NEW DELHI: The menace of monkeys in India has intensified to such an extent that political parties contesting state assembly elections are making promises to rid people of them.

The Congress party in its manifesto for the Uttrakhand state assembly elections, cleared by the central panel led by External Affairs Minister Pranab Mukherjee on Saturday, promises to save people from simian terror if re-elected.

It promises to raise a “langur sena” (monkey army) that will chase away the marauding monkeys. Even pigs find place in the manifesto, which promises that the government would fence farmlands to protect crops from wild pigs that have unleashed a proverbial reign of terror in the hill state.

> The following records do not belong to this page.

PR #2239, opened 2025-11-19
Close overlapping panels on back press

### LINKED ISSUE #2222: Add back press handling to close gesture panels on mobile

On mobile when you open either the recommendations or sync panels, and then use the device back button, it leaves the entire results page and goes back to the home page. I think clicking the back button should first close the panels if they are open instead.

### Other details

I could probably do this myself if no one else gets to it first, so mostly just creating the issue so I don't forget about it as well, but if someone else wanted to do it also, that'd be fine as well.

### Acknowledgements

Luna712:
Closes #2222

### DIFF
--- a/app/src/main/java/com/lagradost/cloudstream3/ui/result/ResultFragmentPhone.kt
+++ b/app/src/main/java/com/lagradost/cloudstream3/ui/result/ResultFragmentPhone.kt
@@ -248,7 +248,7 @@ open class ResultFragmentPhone : FullScreenPlayer() {
         resultBinding = null
         syncBinding = null
         recommendationBinding = null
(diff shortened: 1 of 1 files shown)


Luna712:
> This is bugged on nested viewing. E.g. If you open a result page press on of the recommendations, then go back, the initial "ResultFragmentPhone" will get removed. I suggest doing toString on `this` to make the id of the callback unique.
> 
> `val callbackId = "ResultFragmentPhone$this"`

@fire-light42 

I *think* I did it? I'm a little confused though because I couldn't reproduce any issue. But I just did it like the ResultFragmentTv callback is done.

fire-light42 (approved):

PR #2240, opened 2025-11-20
Rename ResultViewModel2 to ResultViewModel

Luna712:
At one point there were actually two classes. Now there is only one. Calling it ResultViewModel2 doesn't really make any sense anymore. Using ResultViewModel class name makes it consistent with every other view model class as well.

However, if this is not wanted feel free to close.

### DIFF
--- a/app/src/main/java/com/lagradost/cloudstream3/ui/result/ResultViewModel.kt
+++ b/app/src/main/java/com/lagradost/cloudstream3/ui/result/ResultViewModel.kt
@@ -309,7 +309,7 @@ data class ExtractorSubtitleLink(
 
 fun LoadResponse.getId(): Int {
     // this fixes an issue with outdated api as getLoadResponseIdFromUrl might be fucked
-    return (if (this is ResultViewModel2.LoadResponseFromSearch) this.id else null)
+    return (if (this is ResultViewModel.LoadResponseFromSearch) this.id else null)
         ?: getLoadResponseIdFromUrl(uniqueUrl, apiName)
 }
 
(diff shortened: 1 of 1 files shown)


fire-light42:
> At one point there were actually two classes. Now there is only one. Calling it ResultViewModel2 doesn't really make any sense anymore. Using ResultViewModel class name makes it consistent with every other view model class as well.
> 
> However, if this is not wanted feel free to close.

The reason for keeping the "2" is not only because there was two classes, but because the git history that becomes easier to manage. However given that this has been like this for some time I understand the change. So why is this a draft?

Luna712:
Its only a draft to prevent it conflicting with some of my other open PRs first.

Luna712:
Mostly just #2207 actually as I didn't want to have to rectify a class rename merge conflict in that PR.

Luna712:
@fire-light42 wondering what your thoughts are about refactoring the whole app to use the `src/main/kotlin` directory instead of java? That would also make this one in particular follow the history better. But thats not the only reason. Like the library uses kotlin so thought maybe it'd be more consistent that way, but im not sure really so was just wondering your thoughts on it.

fire-light42:
> `kotlin`

This would majorly fuck up all history, it is totally irrelevant to change it to kotlin. I understand that the 2 may be confusing, but not /java/.

Luna712:
Fair enough for sure.

Luna712:
I'll do this some other time if I decide to. Won't keep fixing these type of merge conflicts so will have to do it sometime when there arent as many PRs open.

PR #2243, opened 2025-11-20
Add helper for default back press callback handling

Luna712:


Luna712:
Draft for now because I wanted to do this as a separate PR from #2239, but this will be updated to apply to that as well when/if that one is merged.

app/src/main/java/com/lagradost/cloudstream3/utils/BackPressedCallbackHelper.kt
```diff
@@ -7,18 +7,35 @@ import java.util.WeakHashMap
...
+        id: String,
+        callback: CallbackHelper.() -> Unit
+    ) {
+        val callbackMap = backPressedCallbacks.getOrPut(this) { mutableMapOf() }
         if (callbackMap.containsKey(id)) return
 
         val newCallback = object : OnBackPressedCallback(true) {
             override fun handleOnBackPressed() {
-                callback.invoke()
+                CallbackHelper(this@attachBackPressedCallback, this).callback()
```
fire-light42: Will this not hold a strong reference to activity? I am not super well versed in anonymous objects, but right here it looks like the anonymous object will capture this@attachBackPressedCallback and hold it as a strong reference. I am unsure if this is wise, because it *might* create a cyclic reference or something similar.

Luna712: > Will this not hold a strong reference to activity? I am not super well versed in anonymous objects, but right here it looks like the anonymous object will capture this@attachBackPressedCallback and hold it as a strong reference. I am unsure if this is wise, because it _might_ create a cyclic reference or something similar.

@fire-light42 

It does hold a strong reference but from my understanding it isn’t a leak because although the anonymous `OnBackPressedCallback` does hold a strong reference to the `Activity`, that reference is owned and scoped by the `Activity` itself via `OnBackPressedDispatcher` and the lifecycle; when the `Activity` is destroyed, the dispatcher removes its callbacks, breaking all references at once, and the `WeakHashMap` does not keep the `Activity` alive either. The `CallbackHelper` instance is not stored anywhere and exists only for the duration of a single method call, so it cannot retain anything beyond the stack frame. Cyclic references would be irrelevant here because at least from my understanding the garbage collector only cares whether the `Activity` is reachable from a GC root, and after destruction it is not.

I could be wrong anyway (and please correct me if I am) but that was my understanding of it.

fire-light42: I agree, but garbage collectors are very dumb... that is to say err on the safe side. I actually tested a minimal version of this code myself to prove this, and you can check it out. I actually think that a lot of functions in cs3 has some issue like this as cs3 leaks some data right now. 

```kotlin
import java.util.WeakHashMap

open class Activity { open val data : Int = 0 }
abstract class Callback { abstract fun f() }

val mapping : WeakHashMap<Activity, Callback> = WeakHashMap()

fun Activity.attachBackPressedCallback() {
    val callback = object : Callback() {
        override fun f() {
            // Simulate using activity by printing an internal field
            println("${this@attachBackPressedCallback.data}") // replace with a constant like 0
        }
    }
    mapping[this] = callback
}

fun attachAndKill() {
    val act = Activity()
    act.attachBackPressedCallback()
    // Here "act" goes out of scope and becomes garbage
}

fun main() {
    attachAndKill()
    println("Before GC: $mapping")
    System.gc()
    println("After GC: $mapping")
}
```

If you run this, you will see that act will not get collected, but it will if we remove its usage in f.

Luna712: Oh, that makes sense, thanks for the explanation. If I just passed it as a WeakReference like `val activity = WeakReference(this)` would that fix it then?

fire-light42: Yes, that will work. These implicit references are really hard to spot, but WeakReference will solve most GC problems as then it will not be able to depend on itself. Lambdas and anonymous objects only capture what variables are needed, and nothing more.

Luna712: Thanks a lot for that. That is now done.

fire-light42 (approved):
Looks good, will merge after testing!

PR #2249, opened 2025-11-21
Improve caching system for actions

Luna712:
This requires adding a new secret in GitHub settings, `GRADLE_ENCRYPTION_KEY` which can be generated with `openssl rand -base64 16`.

This significantly improves caching performance, not only supporting build cache, but configuration cache as well. The encryption key is necessary to enable that for security. It won't work without it.

Using this action also provides more information on build status in workflow results page. It also adds validation for wrapper jar files.

Marked as draft for now because while I have tested this some, I need to test this more before also adding to prerelease and other actions.


Luna712:
When it ends up using configuration cache it builds in 17 seconds. Note that configuration cache does get invalidated when almost anything is changed (including `.git/HEAD` which means any git commit at all) for safety (because the file is checked in exec so that it updates properly with the git commit displayed in settings). But this does have some advantages when rerunning builds or something, and if they change what invalidates it or something in the future.

Screenshot_20251121_155547_Chrome

And the result summary that would now be shown:
Screenshot_20251121_155619_Chrome

Luna712:
Im working on a new truly configuration cache supported version of the git commit, once that is finished this will be much more useful, in the meantime, all my testing indicates this works very well and also helps speed up the build drastically even when things like build.gradle.kts is changed, and only purges the cache and rebuilds when actual packages are changed making the cache smarter and faster in more circumstances as well.

Luna712:
This will remain a draft until #2206 is merged, as with that, I think I found a way to make the git commit stuff fully configuration cache compatible (but couldn't figure out how to using the legacy buildscript/classpath method) so it doesn't prevent reuse when `.git/HEAD` is changed. And when configuration cache is fully used, I got prerelease to build in 40 seconds (down from 10-15 minutes that it used to be)

Luna712:
I still need to make the git stuff truly support configuration cache but what I thought was working was actually just changing what invalides it (exec output instead of file) the 40 seconds for pre release does work when we don't invalidate (like if the git code is commented out) so if we can get it to support it will be a massive benefit (I think its possible its just more difficult then I thought for me anyway).

Luna712:
Combined with #2285 (which I FINALLY figured out... took way to long) this has a massive boost in build time when using configuration cache.

.github/workflows/pull_request.yml
```diff
@@ -13,11 +13,16 @@ jobs:
...
         java-version: 17
-        cache: gradle
 
     - name: Grant execute permission for gradlew
       run: chmod +x gradlew
 
+    - name: Setup Gradle
+      uses: gradle/actions/setup-gradle@v5
+      with:
+        cache-encryption-key: ${{ secrets.GRADLE_ENCRYPTION_KEY }}
```
fire-light42, line 23: This would potentially allow attackers to leak secrets by just creating a pull request and reading the cache. Should this be used for pull requests?

https://github.com/gradle/actions/blob/main/docs/setup-gradle.md#saving-configuration-cache-data

Luna712: > This would potentially allow attackers to leak secrets by just creating a pull request and reading the cache. Should this be used for pull requests?
> 
> https://github.com/gradle/actions/blob/main/docs/setup-gradle.md#saving-configuration-cache-data

@fire-light42 

It won't be accessible from pull requests made outside of the source repo, (github doesnt allow secrets like that, I think), also we dont use secrets in PRs I think, so this just lets it work, and only a PR from one of you as far as I know. It helps if someone wants to generate their own in a fork for testing without more changes to the action which is why I left it there.

fire-light42: > also we dont use secrets in PRs I think

We do not. However, the pull request may be able to read cache from a previous pre-release. A specifically crafted pull request to this repository may therefore be able to extract the signing keys for pre-release.

fire-light42: It looks like a huge security risk to have unauthorized actions reuse cache from secret actions.

Luna712: > > also we dont use secrets in PRs I think
> 
> We do not. However, the pull request may be able to read cache from a previous pre-release. A specifically crafted pull request to this repository may therefore be able to extract the signing keys for pre-release.

@fire-light42 

Im not exactly sure how since it'd need the same cache encryption key in order to do that and GitHub doesnt share secrets with forks (I am pretty sure anyway) so it couldn't access the encryption key from this repository.

fire-light42: This is not about forks, this is about pull requests sent to this repository. `.github/workflows/pull_request.yml` runs whenever someone creates a pull request to this repository, with our secrets as far as i know. Please correct me if I am wrong.

Luna712: > This is not about forks, this is about pull requests sent to this repository. `.github/workflows/pull_request.yml` runs whenever someone creates a pull request, with our secrets.

@fire-light42 

No one can create a pull request other than from a fork unless they have direct push access to this repo in which case there are other ways to access that already.

Luna712: https://docs.github.com/en/actions/how-tos/write-workflows/choose-what-workflows-do/use-secrets#using-secrets-in-a-workflow

"With the exception of GITHUB_TOKEN, secrets are not passed to the runner when a workflow is triggered from a forked repository."

A PR that triggers this workflow can only be done from a forked repository or direct push access and will otherwise not have access to secrets.

fire-light42: Sorry, I was under the distinct impression that the workflow `[pull_request]` triggered on receiving pulls, not creating pulls. I now see its like you say. My mistake.

fire-light42:
Thank you for your pull requests. More to be merged tomorrow :+1:

PR #2252, opened 2025-11-22
Replace srcDirs with directories

Luna712:
This is an error in AGP 9, but works in past AGP releases also. Just to prepare for AGP 9 we can just do this now.


Luna712:
Just for the information, this, in theory, is the very last PR to support future AGP 9, making it fully drop in once dokka supports, which I've been following their work on supporting it. Although it still also relies on a bunch of my other open PRs (I think about 5 or 6 of them) to both here and recloudstream/gradle for extensions as well.

Luna712:
Just an FYI I did confirm that with this change the generated `app-sources.jar` is the exact same size in bytes as it was before meaning it still generates properly.

PR #2253, opened 2025-11-23
Refactor PluginManager: store plugins in private files dir

### LINKED ISSUE #2076: PluginManager writing on internal storage
### Steps to reproduce

Use app

### Expected behavior

PluginManager shouldn't write on internal storage, only on app data folder 📂

### Actual behavior

PluginManager is writing on internal storage
/storage/emulated/0/Cloudstream3/plugins

4.6.1 9295795

### Android version

*

### Logcat

```java
PluginManager: Files in '/storage/emulated/0/Cloudstream3/plugins' folder: 0
```

### Other details

_No response_

### Acknowledgements

itsyourap:
This pull request updates the plugin storage directory to the app's private files directory, ensuring a clean state before loading plugins, and improving error handling when the plugins folder does not exist.

**Plugin directory management improvements:**

* Changed the plugin storage directory from the external files directory to the app's private files directory (`context.filesDir`) to avoid `SecurityException` when loading dex files.
* Cleaned up all non-existing plugins in the plugins directory by comparing them with the local plugins directory before loading new plugins to prevent stale plugins from persisting.
* If local plugin folder (in Internal Storage) does not exist, then do not create it and remove all local plugins currently installed.

**Error handling and plugin loading logic:**

* Improved handling when the local plugins folder does not exist by logging a message and marking plugins as loaded, instead of attempting to create the directory and logging a warning.
* Ensured that all local plugins are fully refreshed by removing the local plugins key before loading.

**Related Issues**

- Fixes #2076

### DIFF
--- a/app/src/main/java/com/lagradost/cloudstream3/plugins/PluginManager.kt
+++ b/app/src/main/java/com/lagradost/cloudstream3/plugins/PluginManager.kt
@@ -532,7 +532,7 @@ object PluginManager {
             // Clean up all existing plugins since the local plugins folder doesn't exist
             // This is required since the user might stop using local plugins but still have old
             // plugins lying around taking up space.
-            // These cannot be deleted without manually by the user without root access
+            // These cannot be deleted manually by the user without root access
             pluginDirectory.listFiles()?.forEach { it.delete() }
 
             // Since there are no local plugins, we can consider them loaded


Luna712:
This won't fix the issue mentioned. It still writes on internal storage in two directories which is what the issue mentioned. Also if I remember correctly there was some issue with storing here. As far as I know there is no good way for dex, the read only issue happens if you don't follow the instructions to enable all files access. In the original folder that is an issue regardless but even here under some circumstances and under some conditions (not all the time though) it will still give dex issues.

Luna712:
I will test this more tomorrow, looking at it more and maybe it will work better because I think I tried something a little bit different then this initially which didn't properly work but I'll test this one more.

Luna712:
Always deleting might be bad for performance though, checking certain conditionals before deleting, only deleting if they are truly stale or outdated may be more efficient though I'm not certain.

itsyourap:
> only deleting if they are truly stale or outdated may be more efficient

Yes that can be done. I am working on it.

Luna712:
Thanks a lot. I'll test this tomorrow. But I think it could probably work a lot better. Thanks for working on this. Local plugjns have proven to be a bit of a challenge due to Android security and dex handling now.

PR #2553, opened 2026-03-08
Fixed shared pool, closes #2082

### LINKED ISSUE #2082: Changing theme doesn't immediately change colors in all places
### Steps to reproduce

1. Change theme from dark or light or vice versa
2. Go somewhere like to extensions or the home page in some cases

### Expected behavior

The colors should be changed to new theme colors.

### Actual behavior

The remain on the old theme colors until, in some cases like the home page, you leave an reenter fragment again, or in other cases until you restart the app entirely.

Image
Image
Image
Image
Image

4.6.1 6c30af3

### Android version

Android 16

### Logcat

```java

```

### Other details

_No response_

### Acknowledgements

LagradOst:
This should fix all the sharedPool issues without clearing them. The problem is that views are shared between context barriers, creating nonsense bugs like coil not rendering images, or cards rendering in the wrong theme. This is done with a `WeakHashMap<Context, RecyclerView.RecycledViewPool>` to map the context to the correct pool, and avoid storing a strong reference to the context. Moreover I used a lambda function as the constructor as it will be used several times. I have no idea why android do not do this by default. The implementation also uses synchronized to avoid any runtime crash, but this should never happen given that all UI should be done on the same thread.  

While I do not expect any bugs given that this fixed my issues in QN, there might be some views that are not rendered correctly in some specific circumstance. As such any testing would be appreciated. If you can get a view to render with the wrong image or with the wrong theme, then ping me.

### DIFF
--- a/app/src/main/java/com/lagradost/cloudstream3/ui/BaseAdapter.kt
+++ b/app/src/main/java/com/lagradost/cloudstream3/ui/BaseAdapter.kt
@@ -1,5 +1,6 @@
 package com.lagradost.cloudstream3.ui
 
+import android.content.Context
 import android.view.View
 import android.view.ViewGroup
 import android.widget.ImageView
@@ -11,6 +12,7 @@ import androidx.recyclerview.widget.RecyclerView
 import androidx.recyclerview.widget.RecyclerView.ViewHolder
 import androidx.viewbinding.ViewBinding
 import coil3.dispose
+import java.util.WeakHashMap
 import java.util.concurrent.CopyOnWriteArrayList
 
 open class ViewHolderState<T>(val view: ViewBinding) : ViewHolder(view.root) {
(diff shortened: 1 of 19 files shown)


app/src/main/java/com/lagradost/cloudstream3/ui/BaseAdapter.kt
```diff
@@ -22,6 +24,33 @@ abstract class NoStateAdapter<T : Any>(
...
+ * The reason for this complicated structure is that a pool should not be shared between contexts
+ * as it makes coil fuck up, and theming.
+ * */
+fun newSharedPool(lambda: RecyclerView.RecycledViewPool.() -> Unit = { }): Pair<WeakHashMap<Context, RecyclerView.RecycledViewPool>, RecyclerView.RecycledViewPool.() -> Unit> =
+    WeakHashMap<Context, RecyclerView.RecycledViewPool>() to lambda
+
+/** Sets the shared pool of the recyclerview */
+fun RecyclerView.setRecycledViewPool(pool: Pair<WeakHashMap<Context, RecyclerView.RecycledViewPool>, RecyclerView.RecycledViewPool.() -> Unit>) {
+    val ctx = context ?: return
+    synchronized(pool.first) {
```
fire-light42, line 38: Locking a context object _may_ cause deadlocks or other unpredictable issues, since the context can be used literally everywhere else. 

In practice it seems to work well but I want to avoid any risks of weird issues arising from this.

fire-light42: Nevermind, I got confused by the nested types. You are locking on `WeakHashMap<Context, RecyclerView.RecycledViewPool>`, which will not cause issues.

PR #2570, opened 2026-03-17
Add source hiding

CranberrySoup:
- Adds a quality profile settings menu
- Adds "Hide sources with a negative priority" option
- Adds "Hide sources with errors" option

The code contains redundant sortLinks and toDisplayLink calls and it could be made more efficient, but that would increase code complexity. The caches in QualityDataHelper.kt reduces sortLinks runtime to 0-2ms even with 200 links. 

Admittedly the code is quite messy but I could not make it better. Suggestions welcome.


app/src/main/java/com/lagradost/cloudstream3/ui/player/source_priority/QualityDataHelper.kt
```diff
@@ -53,13 +56,21 @@ object QualityDataHelper {
         val types: Set<QualityProfileType>
     )
 
+
+    // Map profile and name to priority
+    val sourcePriorityCache: HashMap<Int, HashMap<String, Int>> = hashMapOf()
```
fire-light42: This should be a ConcurrentHashMap for better thread safety.

app/src/main/java/com/lagradost/cloudstream3/ui/player/source_priority/QualityDataHelper.kt
```diff
@@ -107,8 +126,24 @@ object QualityDataHelper {
...
+        if (value == setting.defaultValue) {
+            removeKey(folder, setting.key)
+        } else {
+            setKey(folder, setting.key, value)
+        }
     }
 
+    inline fun <reified T : Any> getProfileSetting(profile: Int, setting: ProfileSettings<T>): T {
+        val folder = "$currentAccount/$VIDEO_PROFILE_SETTINGS/$profile"
+        val value = getKey<T>(folder, setting.key)
```
Luna712, line 144: I am not positive either way but does this work with kotlinx serialization?

fire-light42 (approved):

PR #2574, opened 2026-03-23
episode playback preferences for remembering source and subtitle selections.

onurcvnoglu:
Remembers your selected source and subtitle options for each series. Since multiple sources and subtitles may be available and the default selection may not always be accurate, your choice will be automatically applied to subsequent episodes. This way, you won’t need to reselect them every time you switch episodes.
Some parts of this feature were developed with the assistance of AI, but all implementations have been reviewed and thoroughly tested.


app/src/main/java/com/lagradost/cloudstream3/ui/player/GeneratorPlayer.kt
```diff
@@ -130,6 +132,91 @@ import kotlinx.coroutines.launch
 import java.io.Serializable
 import java.util.Calendar
 
+private const val PLAYER_EPISODE_PREFERENCES = "player_episode_preferences"
+
+internal data class EpisodePlaybackPreference(
+    val sourceDisplayName: String? = null,
+    val subtitleOriginalName: String? = null,
+    val subtitleSuffix: String? = null,
```
fire-light42: The suffixes are not stable, they get assigned by order of arrival. 
If you want a more stable subtitle saving you should save the link instead of suffix. Subtitle links are generally _relatively_ stable, but it is not a perfect solution.

app/src/main/java/com/lagradost/cloudstream3/ui/player/GeneratorPlayer.kt
```diff
@@ -1335,20 +1515,38 @@ class GeneratorPlayer : FullScreenPlayer() {
...
-                            subtitlesGroupedList.getOrNull(subtitleGroupIndex - 1)?.value?.getOrNull(
-                                subtitleOptionIndex
-                            )?.let {
+                            selectedSubtitle?.let {
                                 setSubtitles(it, true)
                             } ?: false
                         }
+
+                        if (subtitleGroupIndex <= 0 || selectedSubtitle != null) {
+                            persistSelectedSubtitlePreference(currentMeta, selectedSubtitle)
```
fire-light42: Just move the saving logic to setSubtitles, that makes more sense and is already where we store subtitle preference data.

app/src/main/java/com/lagradost/cloudstream3/ui/player/GeneratorPlayer.kt
```diff
@@ -130,6 +132,91 @@ import kotlinx.coroutines.launch
 import java.io.Serializable
 import java.util.Calendar
 
+private const val PLAYER_EPISODE_PREFERENCES = "player_episode_preferences"
+
+internal data class EpisodePlaybackPreference(
```
fire-light42: These functions can be moved to a separate file inside an object (something like EpisodePreferenceHelper) to reduce cluttering. 

This would also make it easy to know when episode preferences are managed. Something like `EpisodePreferenceHelper.someMethod` is a dead giveaway of what happens as opposed to `resolveStoredSubtitlePreference` managing *some* subtitle preference.

app/src/main/java/com/lagradost/cloudstream3/ui/player/GeneratorPlayer.kt
```diff
@@ -520,6 +688,20 @@ class GeneratorPlayer : FullScreenPlayer() {
             hasRequestedStamps = false
 
         loadExtractorJob(link.first)
+        val preferredSubtitle = if (sameEpisode) {
```
fire-light42, line 539: This is unnecessarily complex. Move logic to getAutoSelectSubtitle, otherwise we have logic for automatically selecting subtitles outside of getAutoSelectSubtitle. Then it is impossible for maintainers to know how each preference system supersedes each other.

app/src/main/java/com/lagradost/cloudstream3/ui/player/GeneratorPlayer.kt
```diff
@@ -230,6 +322,82 @@ class GeneratorPlayer : FullScreenPlayer() {
...
+        )
+    }
+
+    private fun updateEpisodePreference(
+        meta: Any?,
+        update: EpisodePlaybackPreference.() -> EpisodePlaybackPreference,
+    ) {
+        val parentId = getEpisodePreferenceParentId(meta) ?: return
+        val updatedPreference = update(getEpisodePreference(meta) ?: EpisodePlaybackPreference())
+        setKey(
```
fire-light42: This data is persistent and impossible to remove user-wise. It will cause backup files to grow endlessly (more than they already are).

You should expire and remove data after some time (max a month). It is unlikely that the user even wants to keep it longer than that, especially with sources changing so much.

fire-light42 (changes requested):
First review, what I had time for right now.

Generally the code is way too complex for something so simple. It should be easy to read and follow along, and understand how it integrates with the current automatic subtitle selection system (`preferredAutoSelectSubtitles`) and automatic priority source selection system. 

Use comments to explain the intended behavior of complex code.

app/src/main/java/com/lagradost/cloudstream3/ui/player/GeneratorPlayer.kt
```diff
@@ -2075,106 +2259,15 @@ class GeneratorPlayer : FullScreenPlayer() {
...
-
-            // If the file is downloaded then do not select auto select the subtitles
-            // Downloaded subtitles cannot be selected immediately after loading since
-            // player.getCurrentPreferredSubtitle() cannot fetch data from non-loaded subtitles
-            // Resulting in unselecting the downloaded subtitle
-            if (set.lastOrNull()?.origin != SubtitleOrigin.DOWNLOADED_FILE) {
-                autoSelectSubtitles()
-            }
-        }
+        observeLoadingLinks()
```
fire-light42, line 2377: Please refrain from refactoring existing code unless required.
Unnecessary changes makes it more difficult to review and track down bugs, and it creates merge conflicts.

It is much better to keep each pull request scoped to solve one specific issue.

app/src/main/java/com/lagradost/cloudstream3/ui/player/EpisodePreferenceHelper.kt
```diff
@@ -0,0 +1,262 @@
...
+     */
+    fun getEpisodePreference(meta: Any?): EpisodePlaybackPreference? {
+        val parentId = getEpisodePreferenceParentId(meta) ?: return null
+        val preference = getKey<EpisodePlaybackPreference>(
+            "$currentAccount/$PLAYER_EPISODE_PREFERENCES",
+            parentId.toString()
+        ) ?: return null
+
+        // Expire preferences older than 30 days
+        if (System.currentTimeMillis() - preference.savedAt > PREFERENCE_MAX_AGE_MS) {
```
fire-light42, line 186: This does not delete any saved data.

The core issue is that we don't want user preferences to grow forever. 
Therefore we must clean unwanted data, not just return null.

I suggest you place a removeKey here and then make the clear cache button in settings also clear all redundant keys. That way we can make it possible for users to clean this themselves, without looking through all keys all the time to check expiration date.

app/src/main/java/com/lagradost/cloudstream3/ui/player/EpisodePreferenceHelper.kt
```diff
@@ -0,0 +1,262 @@
...
+            subtitle.originalName == preference.subtitleOriginalName &&
+                    subtitle.url == preference.subtitleUrl
+        }?.let { subtitle ->
+            return ResolvedEpisodeSubtitlePreference(
+                subtitle = subtitle,
+                blockFallback = false,
+            )
+        }
+
+        // Priority 2: Match by originalName + nameSuffix (cross-episode, preserves "Turkish 3" selection)
```
fire-light42, line 105: Do not use nameSuffix for any fallbacks, it could lead to incorrect automatic subtitle selection, which would mislead the user.

Only use url, name and language.

app/src/main/java/com/lagradost/cloudstream3/ui/player/EpisodePreferenceHelper.kt
```diff
@@ -0,0 +1,262 @@
...
+     * Matching priority:
+     * 1. Exact match by originalName + URL (most stable, same episode re-selection)
+     * 2. Match by originalName + nameSuffix (cross-episode: e.g. "Turkish 3" stays "Turkish 3")
+     * 3. Match by originalName only (fallback if suffix not found)
+     * 4. Match by languageTag + nameSuffix (fallback with suffix preference)
+     * 5. Match by languageTag only (broadest fallback)
+     *
+     * If subtitles were explicitly disabled, returns blockFallback=true
+     * to prevent auto-selection from overriding the user's choice.
+     */
```
fire-light42, line 73: Great comments!

app/src/main/java/com/lagradost/cloudstream3/ui/player/EpisodePreferenceHelper.kt
```diff
@@ -0,0 +1,262 @@
...
+
+/**
+ * Maximum age for episode preferences in milliseconds (30 days).
+ * Preferences older than this are automatically expired and removed
+ * to prevent backup files from growing endlessly.
+ */
+private const val PREFERENCE_MAX_AGE_MS = 30L * 24 * 60 * 60 * 1000
+
+internal data class EpisodePlaybackPreference(
+    val sourceDisplayName: String? = null,
```
fire-light42, line 21: Please use annotations, e.g., `@JsonProperty("sourceDisplayName")` before each variable in objects you are storing.

This is to signify to the reader that the content is going to be serialized and to ensure that no issues occur if someone renames the variables in the future.

PR #2582, opened 2026-03-28
Bump DGP and KGP libs

Luna712:
Final compatibility with AGP 9 (though noting it may be awhile before we can fully upgrade to AGP 9, my PRs to recloudstream/gradle are still needed as well for extensions among a few other things there).


Luna712:
@fire-light42 this *should* be okay to merge btw. I did test Dokka as well, but there is a small likelihood Dokka could still have issues. If so we should be able to easily fix it though.

PR #2588, opened 2026-03-30
Bump actions

Luna712:


.github/workflows/prerelease.yml
```diff
@@ -47,7 +47,7 @@ jobs:
         echo "key_pwd=$KEY_PWD" >> $GITHUB_OUTPUT
 
     - name: Setup Gradle
-      uses: gradle/actions/setup-gradle@v5
+      uses: gradle/actions/setup-gradle@v6
```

Mukherjee quickly agreed to the state leaders’ demand to make the anti-monkey promise since he has himself been a victim of the nuisance. He also knows how the deployment of langurs, a species which other monkeys dread, has helped deal with the menace in and around the Central Secretariat and the ministers’ bungalows.

The local municipal is besieged with a High Court order to banish monkeys from the human habitats of the capital. It caught a good number of them and dispatched them to the forests in Madhya Pradesh but the government in Bhopal is now refusing to entertain more monkeys from Delhi.

The latest victim of the monkey menace in the capital this week were the Kadkadduma district courts in east Delhi where a 3-legged simian got into the court of additional sessions judge R K Yadav, jumped to the podium of the judge and began tearing off pages from law books.

A Hindi daily on Saturday described how the judge ran to a corner and wanted to know from the police prosecutor if the monkey had a case listed in his court. The prosecutor answered in the negative, but another lawyer said Delhi’s monkeys were angry with the courts over the High Court order to banish them from the capital and that the particular monkey appeared to be angry because he could not find the court where he could appeal on behalf of his community.

Ultimately driven out of the courtroom by police, the monkey entered the record room of another court forcing the employees to run away. Police drove out the animal again, only to find him land in the court canteen.

The monkey got VIP treatment from canteen staff, who entertained him with bread pakodas and laddoos, and that was how the pleased marauder made a quiet exit.

The judges later sent a strong letter to the municipal corporation, demanding immediate action to rid the courts of monkeys.